**Task statement**:
Where the word "DPxx" appears in a line below, copy the whole line.
★ ★ ★
PR #2803, opened 2024-04-29
Bring various DPxx options out to the namelist

bogensch:
Brings various DPxx related options out the namelist to allow modification at runtime.


tcclevenger (approved):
★ ★ ★
**Reply**:
Bring various DPxx options out to the namelist
Brings various DPxx related options out the namelist to allow modification at runtime.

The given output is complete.